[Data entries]
═══
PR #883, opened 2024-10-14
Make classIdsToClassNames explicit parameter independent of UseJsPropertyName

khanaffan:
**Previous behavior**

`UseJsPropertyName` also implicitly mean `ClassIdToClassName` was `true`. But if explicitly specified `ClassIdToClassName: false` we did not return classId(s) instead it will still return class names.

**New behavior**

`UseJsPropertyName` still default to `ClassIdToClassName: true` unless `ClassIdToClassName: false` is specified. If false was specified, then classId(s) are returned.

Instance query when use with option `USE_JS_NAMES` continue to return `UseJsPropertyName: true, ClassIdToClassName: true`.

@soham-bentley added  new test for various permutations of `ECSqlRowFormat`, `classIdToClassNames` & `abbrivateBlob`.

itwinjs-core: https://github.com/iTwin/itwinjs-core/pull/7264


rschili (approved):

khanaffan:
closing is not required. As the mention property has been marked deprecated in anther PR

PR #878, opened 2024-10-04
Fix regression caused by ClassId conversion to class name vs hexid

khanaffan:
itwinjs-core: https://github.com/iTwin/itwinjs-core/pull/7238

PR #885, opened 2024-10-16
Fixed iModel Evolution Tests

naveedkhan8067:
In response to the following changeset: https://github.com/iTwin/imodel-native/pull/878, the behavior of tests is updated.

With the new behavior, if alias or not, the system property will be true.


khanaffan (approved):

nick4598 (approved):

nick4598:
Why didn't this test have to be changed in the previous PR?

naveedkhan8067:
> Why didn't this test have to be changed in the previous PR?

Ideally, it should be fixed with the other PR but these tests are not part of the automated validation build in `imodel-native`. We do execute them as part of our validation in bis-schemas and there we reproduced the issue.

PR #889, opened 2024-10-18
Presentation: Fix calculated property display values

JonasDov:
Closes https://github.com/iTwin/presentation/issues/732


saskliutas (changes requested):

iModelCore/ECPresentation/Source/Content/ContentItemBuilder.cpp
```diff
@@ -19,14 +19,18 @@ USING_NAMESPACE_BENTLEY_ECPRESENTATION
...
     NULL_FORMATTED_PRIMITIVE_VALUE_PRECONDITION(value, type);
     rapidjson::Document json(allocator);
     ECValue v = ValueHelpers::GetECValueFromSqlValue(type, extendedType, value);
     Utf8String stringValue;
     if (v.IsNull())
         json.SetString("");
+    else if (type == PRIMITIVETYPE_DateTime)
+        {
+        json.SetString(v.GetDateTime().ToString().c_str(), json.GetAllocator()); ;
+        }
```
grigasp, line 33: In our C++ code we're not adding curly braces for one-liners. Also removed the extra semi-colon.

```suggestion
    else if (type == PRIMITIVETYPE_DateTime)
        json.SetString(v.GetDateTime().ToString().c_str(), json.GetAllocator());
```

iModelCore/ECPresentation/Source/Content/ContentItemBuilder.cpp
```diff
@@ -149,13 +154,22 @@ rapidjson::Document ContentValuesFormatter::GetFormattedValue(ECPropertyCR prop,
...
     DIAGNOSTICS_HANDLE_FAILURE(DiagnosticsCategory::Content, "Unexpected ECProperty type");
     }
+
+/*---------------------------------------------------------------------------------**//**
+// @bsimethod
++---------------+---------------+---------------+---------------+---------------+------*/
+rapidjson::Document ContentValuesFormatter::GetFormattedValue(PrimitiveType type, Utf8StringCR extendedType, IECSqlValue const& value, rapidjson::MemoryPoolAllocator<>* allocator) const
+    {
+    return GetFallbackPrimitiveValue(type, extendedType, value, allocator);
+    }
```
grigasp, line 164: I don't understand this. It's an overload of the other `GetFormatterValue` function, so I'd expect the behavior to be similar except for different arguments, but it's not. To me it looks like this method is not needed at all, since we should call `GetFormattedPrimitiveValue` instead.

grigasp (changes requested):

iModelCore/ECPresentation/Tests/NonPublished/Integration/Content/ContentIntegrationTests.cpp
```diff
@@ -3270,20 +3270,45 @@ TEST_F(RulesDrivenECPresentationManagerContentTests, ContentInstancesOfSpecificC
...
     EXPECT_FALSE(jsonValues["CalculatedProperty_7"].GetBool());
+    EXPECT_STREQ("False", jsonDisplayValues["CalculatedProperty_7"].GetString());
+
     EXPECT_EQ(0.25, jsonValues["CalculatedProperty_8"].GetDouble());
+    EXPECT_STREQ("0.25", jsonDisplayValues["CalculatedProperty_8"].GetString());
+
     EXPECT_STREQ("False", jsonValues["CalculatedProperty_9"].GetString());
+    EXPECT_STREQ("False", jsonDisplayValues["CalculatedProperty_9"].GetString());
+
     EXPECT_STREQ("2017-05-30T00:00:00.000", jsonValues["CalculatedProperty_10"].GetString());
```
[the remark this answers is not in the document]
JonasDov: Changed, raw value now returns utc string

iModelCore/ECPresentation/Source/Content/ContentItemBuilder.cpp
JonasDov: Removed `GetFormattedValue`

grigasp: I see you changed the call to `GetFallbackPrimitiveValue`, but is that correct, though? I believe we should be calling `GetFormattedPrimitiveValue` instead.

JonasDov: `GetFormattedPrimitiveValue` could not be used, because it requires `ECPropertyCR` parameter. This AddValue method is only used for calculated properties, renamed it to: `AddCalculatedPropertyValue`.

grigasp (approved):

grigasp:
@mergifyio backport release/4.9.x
═══
ACTION ITEM: Transcribe every record above exactly.

EXERCISE RESPONSE:
PR #883, opened 2024-10-14
Make classIdsToClassNames explicit parameter independent of UseJsPropertyName

khanaffan:
**Previous behavior**

`UseJsPropertyName` also implicitly mean `ClassIdToClassName` was `true`. But if explicitly specified `ClassIdToClassName: false` we did not return classId(s) instead it will still return class names.

**New behavior**

`UseJsPropertyName` still default to `ClassIdToClassName: true` unless `ClassIdToClassName: false` is specified. If false was specified, then classId(s) are returned.

Instance query when use with option `USE_JS_NAMES` continue to return `UseJsPropertyName: true, ClassIdToClassName: true`.

@soham-bentley added  new test for various permutations of `ECSqlRowFormat`, `classIdToClassNames` & `abbrivateBlob`.

itwinjs-core: https://github.com/iTwin/itwinjs-core/pull/7264


rschili (approved):

khanaffan:
closing is not required. As the mention property has been marked deprecated in anther PR

PR #878, opened 2024-10-04
Fix regression caused by ClassId conversion to class name vs hexid

khanaffan:
itwinjs-core: https://github.com/iTwin/itwinjs-core/pull/7238

PR #885, opened 2024-10-16
Fixed iModel Evolution Tests

naveedkhan8067:
In response to the following changeset: https://github.com/iTwin/imodel-native/pull/878, the behavior of tests is updated.

With the new behavior, if alias or not, the system property will be true.


khanaffan (approved):

nick4598 (approved):

nick4598:
Why didn't this test have to be changed in the previous PR?

naveedkhan8067:
> Why didn't this test have to be changed in the previous PR?

Ideally, it should be fixed with the other PR but these tests are not part of the automated validation build in `imodel-native`. We do execute them as part of our validation in bis-schemas and there we reproduced the issue.

PR #889, opened 2024-10-18
Presentation: Fix calculated property display values

JonasDov:
Closes https://github.com/iTwin/presentation/issues/732


saskliutas (changes requested):

iModelCore/ECPresentation/Source/Content/ContentItemBuilder.cpp
```diff
@@ -19,14 +19,18 @@ USING_NAMESPACE_BENTLEY_ECPRESENTATION
...
     NULL_FORMATTED_PRIMITIVE_VALUE_PRECONDITION(value, type);
     rapidjson::Document json(allocator);
     ECValue v = ValueHelpers::GetECValueFromSqlValue(type, extendedType, value);
     Utf8String stringValue;
     if (v.IsNull())
         json.SetString("");
+    else if (type == PRIMITIVETYPE_DateTime)
+        {
+        json.SetString(v.GetDateTime().ToString().c_str(), json.GetAllocator()); ;
+        }
```
grigasp, line 33: In our C++ code we're not adding curly braces for one-liners. Also removed the extra semi-colon.

```suggestion
    else if (type == PRIMITIVETYPE_DateTime)
        json.SetString(v.GetDateTime().ToString().c_str(), json.GetAllocator());
```

iModelCore/ECPresentation/Source/Content/ContentItemBuilder.cpp
```diff
@@ -149,13 +154,22 @@ rapidjson::Document ContentValuesFormatter::GetFormattedValue(ECPropertyCR prop,
...
     DIAGNOSTICS_HANDLE_FAILURE(DiagnosticsCategory::Content, "Unexpected ECProperty type");
     }
+
+/*---------------------------------------------------------------------------------**//**
+// @bsimethod
++---------------+---------------+---------------+---------------+---------------+------*/
+rapidjson::Document ContentValuesFormatter::GetFormattedValue(PrimitiveType type, Utf8StringCR extendedType, IECSqlValue const& value, rapidjson::MemoryPoolAllocator<>* allocator) const
+    {
+    return GetFallbackPrimitiveValue(type, extendedType, value, allocator);
+    }
```
grigasp, line 164: I don't understand this. It's an overload of the other `GetFormatterValue` function, so I'd expect the behavior to be similar except for different arguments, but it's not. To me it looks like this method is not needed at all, since we should call `GetFormattedPrimitiveValue` instead.

grigasp (changes requested):

iModelCore/ECPresentation/Tests/NonPublished/Integration/Content/ContentIntegrationTests.cpp
```diff
@@ -3270,20 +3270,45 @@ TEST_F(RulesDrivenECPresentationManagerContentTests, ContentInstancesOfSpecificC
...
     EXPECT_FALSE(jsonValues["CalculatedProperty_7"].GetBool());
+    EXPECT_STREQ("False", jsonDisplayValues["CalculatedProperty_7"].GetString());
+
     EXPECT_EQ(0.25, jsonValues["CalculatedProperty_8"].GetDouble());
+    EXPECT_STREQ("0.25", jsonDisplayValues["CalculatedProperty_8"].GetString());
+
     EXPECT_STREQ("False", jsonValues["CalculatedProperty_9"].GetString());
+    EXPECT_STREQ("False", jsonDisplayValues["CalculatedProperty_9"].GetString());
+
     EXPECT_STREQ("2017-05-30T00:00:00.000", jsonValues["CalculatedProperty_10"].GetString());
```
[the remark this answers is not in the document]
JonasDov: Changed, raw value now returns utc string

iModelCore/ECPresentation/Source/Content/ContentItemBuilder.cpp
JonasDov: Removed `GetFormattedValue`

grigasp: I see you changed the call to `GetFallbackPrimitiveValue`, but is that correct, though? I believe we should be calling `GetFormattedPrimitiveValue` instead.

JonasDov: `GetFormattedPrimitiveValue` could not be used, because it requires `ECPropertyCR` parameter. This AddValue method is only used for calculated properties, renamed it to: `AddCalculatedPropertyValue`.

grigasp (approved):

grigasp:
@mergifyio backport release/4.9.x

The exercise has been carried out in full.